Have you made changes in your home as far as decorating goes? What about color? Just because we are older does not mean we have to live in a neutral world. I have a friend who has a porch swing in her living room and she loves it and uses it all the time. Have you done something in your home that is out of the ordinary?


----------



## RadishRose (Jan 19, 2020)

I agree, the look of one's home is to their own taste and definitely not "age"-related.

But on the other hand, a room can get to looking dated and then boring.   I have updated my living room several years ago.  

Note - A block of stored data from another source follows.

PR #310, opened 2017-12-19
Clean up #ifndef in packager/media.

hchen1506:
Run followings:
find packager -type f -exec sed -i -e 's/#ifndef\ MEDIA_/#ifndef\ PACKAGER_MEDIA_/g' {} \;
find packager -type f -exec sed -i -e 's/#define\ MEDIA_/#define\ PACKAGER_MEDIA_/g' {} \;
find packager -type f -exec sed -i -e 's/#endif\ \ \/\/\ MEDIA_/#endif\ \ \/\/\ PACKAGER_MEDIA_/g' {} \;

### DIFF
--- a/packager/media/base/aes_encryptor.h
+++ b/packager/media/base/aes_encryptor.h
@@ -6,8 +6,8 @@
 //
 // AES Encryptor implementation using openssl.
 
-#ifndef MEDIA_BASE_AES_ENCRYPTOR_H_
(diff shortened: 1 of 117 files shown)


hchen1506:
Note that the total changed line is 337 less than 3 * 117  = 351 since some files do not have "// MEDIA..." after #endif.

kqyang:
Thanks. Merged.

Issue #332, opened 2018-02-22
Source Specific Multicast Not Supported (?)


GScharfofMars:
## System info
**Operating System**: Ubuntu 16.04 LTS
**Shaka Packager Version**: v2.0.0-1d6a2de-release

## Issue and steps to reproduce the problem
The following  is an address redacted snippet from a test script. The redacted address streams have been shown to exist and be accessible to the host via other programs such as vlc and multicat. 

**Packager Command**:
STREAM_SRC=XX.XX.XX.XX
INTERFACE=YY.YY.YY.YY
STREAM_ADDR=ZZ.ZZ.ZZ.ZZ
STREAM_PORT=PPPPP

./shaka-packager --v=1 \
in=upd://${STREAM_ADDR}:${STREAM_PORT}?source=${STREAM_SRC}?interface=${INTERFACE}?reuse=1,stream=audio,init_segment=audio_init.mp4,segment_template='audio_$Number$.m4s',playlist_name=audio.m3u8,hls_group_id=audio,hls_name=ENGLISH \
in=upd://${STREAM_ADDR}:${STREAM_PORT}?source=${STREAM_SRC}?interface=${INTERFACE}?reuse=1,stream=video,init_segment=h264_init.mp4,segment_template='h264_$Number$.m4s',playlist_name=h264_.m3u8 \
--hls_master_playlist_output h264_master.m3u8

The result is:
./testPackager.sh 
[0222/181854:INFO:demuxer.cc(89)] Demuxer::Run() on file 'upd://REDACTED?source=REDACTED?interface=REDACTED?reuse=1'.
[0222/181854:INFO:demuxer.cc(161)] Initialize Demuxer for file 'upd://REDACTED?source=REDACTED?interface=REDACTED?reuse=1'.
[0222/181854:VERBOSE1:status.cc(72)] 5 (FILE_FAILURE): Cannot open file for reading upd://REDACTED?source=REDACTED?interface=REDACTED?reuse=1
[0222/181854:ERROR:packager_main.cc(470)] Packaging Error: 5 (FILE_FAILURE): Cannot open file for reading upd://REDACTED?source=REDACTED?interface=REDACTED?reuse=1

<Please provide any additional information below.>
https://google.github.io/shaka-packager/html/tutorials/live.html indicates that "source" is an optional clause for the upd "file" option. 

**Additional Info**:
[...]

PR #339, opened 2018-03-03
Source Specific Multicast support

fatpelt:
Issue Number #332

### DIFF
--- a/docs/source/options/udp_file_options.rst
+++ b/docs/source/options/udp_file_options.rst
@@ -8,10 +8,15 @@ options:
 
     Allow or disallow reusing UDP sockets.
 
-:interface=<addr>, source=<addr>:
+:interface=<addr>:
 
-    Multicast group interface address. Only the packets sent to this address is
+    Multicast group interface address. Only the packets sent to this address are
     received. Default to "0.0.0.0" if not specified.
+
+:source=<addr>:
+
+    Multicast source ip address.  Only the packets sent from this source address
+    are received.  Defaults to "0.0.0.0" if not specified.
 
 :timeout=<microseconds>:
 
--- a/docs/source/options/udp_file_options.rst
+++ b/docs/source/options/udp_file_options.rst
@@ -15,8 +15,8 @@ options:
 
 :source=<addr>:
 
-    Multicast source ip address.  Only the packets sent from this source address
-    are received.  Defaults to "0.0.0.0" if not specified.
+    Multicast source ip address. Only the packets sent from this source address
+    are received. Defaults to "0.0.0.0" if not specified.
 
 :timeout=<microseconds>:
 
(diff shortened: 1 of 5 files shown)


fatpelt:
i have validated it with a source yes.  we use SSM multicast pretty extensively at work. SSM is a pretty standard acronym, but i don't mind changing the references per your thoughts.  I thought about using the empty string, and don't mind. it wasn't immediately clear to me if there was a project standard on that.  also the spacing. 

i'll get all these fixed up and an updated pull request issued.  

i also realized that i need to update docs.  i'm assuming that docs/source/ is what's behind https://google.github.io/shaka-packager/html/tutorials/live.html ?

kqyang:
Great. Thanks.

Yes, I prefer to spell out SSM, which makes it easier for people like me to read the code :). As for the empty string, I am fine with both options.

We do have a strict requirement on the coding styles, including alignment, spaces etc. We follow Chromium coding style: https://chromium.googlesource.com/chromium/src/+/master/styleguide/c++/c++.md. This helps code readability.

> i also realized that i need to update docs. i'm assuming that docs/source/ is what's behind https://google.github.io/shaka-packager/html/tutorials/live.html ?

Good catch. Yes, these are the two files you may want to touch: docs/source/options/udp_file_options.rst and docs/source/tutorials/live.rst.

fatpelt:
ok.  i *think* i got them all.  the code i modified shows clean in the format check, but i'm betting i missed something.  also, sorry for the multiple commits rather than a rollback.  i'm still figuring this git thing out (i'm a cvs/svn old hat)

docs/source/options/udp_file_options.rst
```diff
@@ -8,11 +8,16 @@ options:
...
-:interface=<addr>, source=<addr>:
+:interface=<addr>:
 
-    Multicast group interface address. Only the packets sent to this address is
+    Multicast group interface address. Only the packets sent to this address are
     received. Default to "0.0.0.0" if not specified.
 
+:source=<addr>:
+
+    Multicast source ip address.  Only the packets sent from this source address
```
kqyang: Remove an extra space between sentences. We usually have only one space between sentences. similar below.

packager/file/udp_file.cc
```diff
@@ -204,22 +204,54 @@ bool UdpFile::Open() {
   }
 
   if (is_multicast) {
-    struct ip_mreq multicast_group;
-    multicast_group.imr_multiaddr = local_in_addr;
+    if (options->is_source_specific_multicast()) {
+      // user has specified they want a specific source sender.  let's use that
+      // here
```
kqyang: remove the comment. not useful here.

kqyang:
Don't worry about the multiple commits. Github provides a handy function to squash and merge the changes into one.

PR #350, opened 2018-03-11
Specify Initial Sequence Number

sammirata:
With this enhancement, you can now specify the initial sequence number
to be used on the generated segments when calling the packager.
With the old implementation, it was always starting with "1".

### DIFF
--- a/packager/app/muxer_flags.cc
+++ b/packager/app/muxer_flags.cc
@@ -50,3 +50,7 @@ DEFINE_bool(mp4_use_decoding_timestamp_in_timeline,
             "be used when generating media timeline, e.g. timestamps in sidx "
             "and mpd. This is to workaround a Chromium bug that decoding "
             "timestamp is used in buffered range, https://crbug.com/398130.");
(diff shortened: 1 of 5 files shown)


packager/app/muxer_flags.cc
```diff
@@ -50,3 +50,7 @@ DEFINE_bool(mp4_use_decoding_timestamp_in_timeline,
             "be used when generating media timeline, e.g. timestamps in sidx "
             "and mpd. This is to workaround a Chromium bug that decoding "
             "timestamp is used in buffered range, https://crbug.com/398130.");
+DEFINE_int32(mp4_sequence_number_initial,
+             1,
```
vaage: Could you rephrase the description to say something like "Sets the initialize sequence number in the mp4 moof->mfhd. Otherwise defaults to 1.".

vaage: I find this name a little awkward, could you rename this to "mp4_initial_sequence_number"?

kqyang:
Moved to in #519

Bottom line tho' really is what makes you happy! I'm glad you're getting to use your mother's lovely things.


----------



## Pecos (Jan 19, 2020)

Except for my office, I leave all decoration decisions to me wife who simply has better taste than I do. All of the furniture I had before we got married left the premises fairly quickly. (It was a rather oddly assembled bunch.)

One area where I do contribute is on the question of whether or not an item will physically fit. She is rather artistic, but as an engineer, I pay greater attention to dimensions. 

As long as I have a comfortable chair, I am happy.

What a team, …. but don't expect my office/home gym/cat area to dazzle anyone.


----------



## Catlady (Jan 19, 2020)

In your own house, do as you please.  In public, if you're old and dress or use make-up like a teenager, you can  expect lots of disapproving stares.  If they don't bother you, still go for it. 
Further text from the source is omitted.